» TASK BRIEF:
Reproduce, with no changes, the line that contains "- [ ] It is a refactor" and all the lines that come after it in the records.

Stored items

-- Opening Marker --

PR #1118, opened 2023-09-01
Integrate Rosenpass

pascal-fischer:
## Describe your changes
This PR aims to integrate [Rosenpass](https://rosenpass.eu) with NetBird. It adds a manager for Rosenpass that starts a Rosenpass server and handles the managed peers. It uses the [cunicu/go-rosenpass](https://github.com/cunicu/go-rosenpass) implementation. Rosenpass will then negotiate a pre shared-key every 2 minutes and apply it to the wireguard connection.

The Feature can be enabled by setting [a flag] during the `netbird up` command [currently it uses a env variable `NB_RP_ENABLED`]. 

If two peers are both support and have the Rosenpass feature enabled they will create a post-quantum secure connection. If one of the peers or both don't have this feature enabled or are running an older version that does not have this feature yet, the NetBird client will fallback to plain Wireguard connection without pre-shared keys for those connections (keeping Rosenpass negotiation for the rest).

Additionally this PR includes an update of all Github Actions workflows to use go version 1.21.0 as this is a requirement for the integration. 

### Checklist
- [ ] Is it a bug fix
- [ ] It is a refactor


pascal-fischer:
Whats missing in this PR before it can be ready is solving the 2-minute-problem and replacing the env variable with a flag to enable rosenpass feature. Furthermore the error handling could be improved e.g. if we add the peer to the rosenpass server but adding the peer to the WgHandler fails we should either try to fix it or remove the peer from the handler as well.

pascal-fischer:
closed in favor of https://github.com/netbirdio/netbird/pull/1153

-- Closing Marker --

» OUTPUT FOR THIS EXERCISE:
- [ ] It is a refactor


pascal-fischer:
Whats missing in this PR before it can be ready is solving the 2-minute-problem and replacing the env variable with a flag to enable rosenpass feature. Furthermore the error handling could be improved e.g. if we add the peer to the rosenpass server but adding the peer to the WgHandler fails we should either try to fix it or remove the peer from the handler as well.

pascal-fischer:
closed in favor of https://github.com/netbirdio/netbird/pull/1153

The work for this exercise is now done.